OBJECTIVE/METHODS: DNA methylation plays an important role in obesity and related metabolic complications. We examined genome-wide DNA promoter methylation along with mRNA profiles in paired samples of human subcutaneous adipose tissue (SAT) and omental visceral adipose tissue (OVAT) from non-obese vs. obese individuals. RESULTS: We identified negatively correlated methylation and expression of several obesity-associated genes in our discovery dataset and in silico replicated ETV6 in two independent cohorts. Further, we identified six adipose tissue depot-specific genes (HAND2, HOXC6, PPARG, SORBS2, CD36, and CLDN1). The effects were further supported in additional independent cohorts. Our top hits might play a role in adipogenesis and differentiation, obesity, lipid metabolism, and adipose tissue expandability. Finally, we show that in vitro methylation of SORBS2 directly represses gene expression.

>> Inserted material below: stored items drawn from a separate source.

Issue #1141, opened 2024-06-07
Tilt angle offset being undone when aligning TS with IMOD


rdrighetto:
Hi,

I noticed that when aligning TS using patch-tracking in IMOD from RELION-5, a tilt angle offset is estimated in the "Fine Alignment" step equivalent of Etomo:
![image](https://github.com/3dem/relion/assets/7696255/ca104f63-59c1-44d2-9268-eb15e911770f)
I didn't even know this was possible, but I like it. If i proceed with the tomogram reconstruction in Etomo I get a nicely flattened lamella in the XZ plane:
![image](https://github.com/3dem/relion/assets/7696255/72dc2929-3528-4d0a-9b38-056d3ab23ecd)

However, upon proceeding to the "Reconstruct tomograms" step in RELION, I see that the lamella is tilted as if the tilt angle offset had not been applied:
![image](https://github.com/3dem/relion/assets/7696255/80fd8be0-a0ea-465d-a713-2891eb9dc0de)
This is confirmed by inspecting the `_rlnTomoYTilt` field in the respective tilt series STAR file.

Upon inspecting the code of the align tilt-series job, I found that the tilt angle offset is being undone by these lines:
https://github.com/3dem/relion/blob/6331fe600cca7683ecf7c1011ce676701faf1e97/src/tomography_python_programs/align_tilt_series/imod/_utils.py#L28C1-L29C41

Is this a bug, or is it meant to be this way? Or did the IMOD behavior in this regard has changed across versions?

**Environment:**
 - OS: Ubuntu 22.04.3 LTS
 - RELION version: RELION-5.0-beta-3-commit-63311fe

**Job options:**
 - Type of job: Align tilt-series
 - IMOD version: 4.12.61

Thank you!

ShelvinZhang:
Hi Ricardo,

Have they answered your question, or do you already have an answer to this?

I realized the same issue when I tried to do Alignment using IMOD in Relion5. The output star file shows identical values for _rlnTomoYTilt and _rlnTomoNominalStageTiltAngle. From my understanding, there should be an offset between these two parameters, and they do differ if Aretomo was used instead of IMOD.

I noticed that the tilt parameters are all gone after tomogram reconstruction. I'm a complete rookie in cryoET, so I don't know if this could cause any problem to the following process. Do you have any insights into this?

Best,
Shuwen

ShelvinZhang:
Well, this issue was explained in the Relion5 paper:

[...]

PR #1343, opened 2026-05-16
Preserve IMOD final tilt angles in YTilt

amineuron:
## Summary
- keep IMOD final `.tlt` angles in `_rlnTomoYTilt` instead of subtracting `AngleOffset`
- make the C++ align_tiltseries runner and Python IMOD helper consistent
- document that `.tlt` is IMOD's final OutputTiltFile used for reconstruction geometry

## Rationale
When IMOD `tiltalign` estimates `AngleOffset`, the final `.tlt` file already includes that offset and IMOD `tilt` reconstructs from those corrected angles. Subtracting `AngleOffset` while writing `_rlnTomoYTilt` reverts the STAR metadata to nominal stage tilts, making RELION projection matrices inconsistent with the IMOD reconstruction geometry. This matches the symptom reported in #1141.

## CTF / downstream extraction
This PR intentionally does not rewrite existing `_rlnCtfScalefactor` values during alignment. RELION native tomogram reconstruction already initializes `_rlnCtfScalefactor = cos(_rlnTomoYTilt)` when the column is absent, so preserving the final IMOD angles keeps the default CTF scale consistent with the projection geometry.

If `_rlnCtfScalefactor` is already present, it may have been written by RELION CTF refinement as a signal/ice-thickness scale. Overwriting it at alignment-import time would be unsafe.

## Tests
- `git diff --check`
- `python -m py_compile src/tomography_python_programs/align_tilt_series/imod/_utils.py`

### DIFF
--- a/src/align_tiltseries_runner.cpp
+++ b/src/align_tiltseries_runner.cpp
@@ -658,8 +658,8 @@ bool AlignTiltseriesRunner::readIMODResults(long idx_tomo, std::string &error_me
     std::string line;
     std::vector<std::string> words;
 
-    // 1. Get tiltangle_offset from the align.log file
-    RFLOAT tiltangle_offset = 0., mean_error = 0., stddev_error = 0., leaveout_error = 0.;
+    // 1. Get alignment diagnostics from the align.log file
+    RFLOAT mean_error = 0., stddev_error = 0., leaveout_error = 0.;
     std::ifstream in0(fn_align.data(), std::ios_base::in);
     if (in0.fail())
     {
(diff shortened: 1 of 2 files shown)


amineuron:
Closing this PR.

After deeper investigation in my fork, I could see you might had designer choice and might need to be sure this convention change would be safe, couldn't find why Relion choose different convention  


1. **Whether `_rlnTomoYTilt` stores IMOD's pitch-corrected angle or the nominal angle is empirically equivalent for self-consistent project chains** — every YTilt consumer in the built tomo code (`Tomogram::getCtf`, `reconstruct_tomogram.cpp`, `subtomo.cpp`, `reconstruct_particle.cpp`) uses whatever YTilt is in the STAR. 

2. For our own fork the IMOD-consistent convention is convenient, but I don't think it's the right thing to push upstream, it would change default behavior for every existing user without solving a reproducible bug.

Will submit a focused PR for the `_rlnTomoVisibleFrames` issue (`reconstruct_particle.cpp` uses geometric visibility only, while `exp_model.cpp` correctly intersects with the explicit mask, so Reconstruct and Refine3D end up using different frame sets when `--max_dose` was set at Extract).

Thanks for the review patience.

CONCLUSIONS: Taken together, our data show distinct tissue specific epigenetic alterations which associate with obesity.

Adipose tissue depot specific promoter methylation of TMEM18.

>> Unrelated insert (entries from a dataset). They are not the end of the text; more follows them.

PR #1346, opened 2026-05-30
Treat ".gain" gain references as TIFF on the generic image path

amineuron:
### Problem

A gain reference that is a TIFF but carries a non-TIFF extension — for example the `.gain` files written alongside some Falcon/EER datasets — fails in MotionCorr (own implementation) and in Bayesian Polishing when the movies are **non-EER (TIFF)**, with:

```
ERROR:
Invalid Spider file:  XXXX_GainReference.gain
in: src/rwSPIDER.h, line 151
```

The format is chosen from the file extension alone (`fImageHandler::openFile`), so an unrecognised extension falls through to the SPIDER reader in `Image::_read()`. The EER path already handles this case — `EERRenderer::loadEERGain()` appends `:tif` for `.gain` — and the GUI lists `.gain` as a valid gain extension (`*.{mrc,gain}`), so the file is expected to work; it just doesn't on the generic image path used for TIFF movies.

### Fix

When the extension is not a recognised image format, sniff the first four bytes and read the file as TIFF if it carries the TIFF magic (`II*\0` little-endian or `MM\0*` big-endian). Files with a known extension are untouched, and a non-TIFF unknown extension still falls back to SPIDER exactly as before — the change only ever *promotes* an otherwise-unhandled file to TIFF when the bytes confirm it.

This makes a TIFF gain read consistently on the generic image path, in the same orientation as the (readTIFF) movie frames, so the multiplicative gain correction stays pixel-aligned. The EER-only Y-flip reversal in `loadEERGain()` is intentionally not duplicated here: it exists to reconcile readTIFF orientation with the EER renderer's frame orientation, whereas TIFF movie frames already go through readTIFF, so no reversal is needed.

### Scope

- Restricted to read-only opens of existing files with an unrecognised extension.
- Fixes the shared `Image::read` path, so both MotionCorr and Bayesian Polishing pick it up.
- The EER path is unaffected (its `:tif` override means the extension is already recognised when `Image::openFile` runs).

### DIFF
--- a/src/image.h
+++ b/src/image.h
@@ -302,6 +302,16 @@ public:
 			fileName = fileName.addExtension(ext_name);
 		}
 
+		// A ".gain" reference is a TIFF. RELION already assumes this in
+		// EERRenderer::loadEERGain (which appends ":tif" for .gain); make the
+		// generic image path assume the same, so a TIFF gain with a .gain
+		// extension also reads for non-EER (e.g. TIFF) movies and in Bayesian
+		// Polishing, instead of falling through to the SPIDER reader.
+		// See https://github.com/3dem/relion/pull/1346 and the CCPEM thread:
+		// https://www.jiscmail.ac.uk/cgi-bin/wa-jisc.exe?A2=ind2605&L=CCPEM&O=D&P=34021
+		if (ext_name == "gain")
+			ext_name = "tif";
+
 		isTiff = ext_name.contains("tif");
 
 		// Open image file


biochem-fan:
Related: https://www.jiscmail.ac.uk/cgi-bin/wa-jisc.exe?A2=ind2605&L=CCPEM&O=D&P=34021

biochem-fan:
Thank you very much for this.

Other possibilities would:
- Do this magic byte check only for `.gain` files
- Always treat `.gain` as TIFF without checking the magic byte

Do you see problems with these alternatives?

I don't expect people use the SPIDER format for a gain reference in the foreseeable future.

amineuron:
Thanks! Good point — I have switched to option (2): treat `.gain` as TIFF by extension, which is exactly what `EERRenderer::loadEERGain` already does (it appends `:tif` for `.gain` before reading). So this is not a new assumption; it just makes the generic `Image::read()` path consistent with the EER path.

That asymmetry is also why the original report only showed up with non-EER (TIFF) movies: MotionCorr routes the gain through `loadEERGain` for EER movies (which handles `.gain`) but through `Image::read` for TIFF movies (which did not). Keeping the fix in `Image::read` means Bayesian Polishing and the other non-EER gain readers get the same handling. I dropped the magic-byte check.

amineuron:
I went with the checking the byte cause I didn't want to assume .gain is always TIFF, sniffing the bytes felt more general/robust. But loadEERGain already makes that assumption, so it's simpler to just mirror it than add a separate detector.

biochem-fan:
The original reason I didn't blindly assume `.gain` == `.tiff` was that TFS generated some gain files in 4K and others in 8K or even 16K (in early days of EER). Because EER could be rendered in 4, 8 or 16K, I had to implement gain resizing. My idea was to handle the gain reference in a special code path when reading EER files, while `relion_convert_to_tiff` writing an MRC gain reference in the correct size when converting EER to TIFF. Now that TFS started to write TIFF files with a `.gain` gain reference, the situation got complicated. I *hope* their `.gain` file always matches the size of TIFF movies.

amineuron:
Agreed. The super-resolution/resizing case really belongs to EER, and if someone ever feeds a mismatched gain, it's not silent MotionCorr will stop with the "gain size doesn't match" error. So this just covers the direct TIFF-movie + .gain case, while EER keeps its own resizing logic.

biochem-fan:
OK. I agree to merge your fix. Could you please add the URLs of this PR and the CCPEM thread to the code comment?

amineuron:
Done — added both the PR link and the CCPEM thread URL to the code comment. Thanks Takanori!

biochem-fan:
I merged this. Thank you very much for your contribution.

UNLABELLED: Epigenetic processes such as dynamic promoter methylation may play a role in obesity, fat distribution and its accompanied metabolic alterations. TMEM18 is a candidate gene for body mass index (BMI) comprising the second largest effect size among all loci identified so far via GWAS. We hypothesized that differential TMEM18 gene expression in visceral (VAT) and subcutaneous adipose tissue (SAT) may be a consequence of depot specific differential methylation at the TMEM18 promoter region. Differential methylation levels may confer fat depot specific correlations with measures of obesity and fat distribution. Here, we measured TMEM18 mRNA expression in VAT and SAT from 500 subjects. A total of 146 Caucasian individuals were investigated for differential methylation levels in VAT vs. SAT at three CpG sites. Subsequently, we tested for potential correlation of methylation levels with anthropometric and metabolic parameters. (1) In 500 individuals, we observed significantly decreased mRNA expression in SAT (paired t-test, P < 0.0001) compared to VAT with strongest effects in obese subjects. (2) We identified significantly higher methylation levels for the entire CpG locus in SAT (paired t-test, P = 0.00015). In 146 individuals, we detected positive correlations between CpG methylation levels in SAT with parameters of obesity and fat distribution (e.g., BMI, r = 0.173; P = 0.036; visceral fat area, r = 0.246; P = 0.004) and with metabolic traits (P ≤ 0.05). However, these correlations did not withstand adjustment for covariates. Our data suggest an adipose tissue depot specific TMEM18 promoter methylation that may mediate inter-depot specific variance in TMEM18 mRNA expression. KEY MESSAGES: Higher mean methylation across the entire CpG locus in SAT compared to VAT. Lower TMEM18 mRNA expression levels in SAT compared to VAT. TMEM18 mRNA expression levels are related to phenotypes of obesity and glucose metabolism.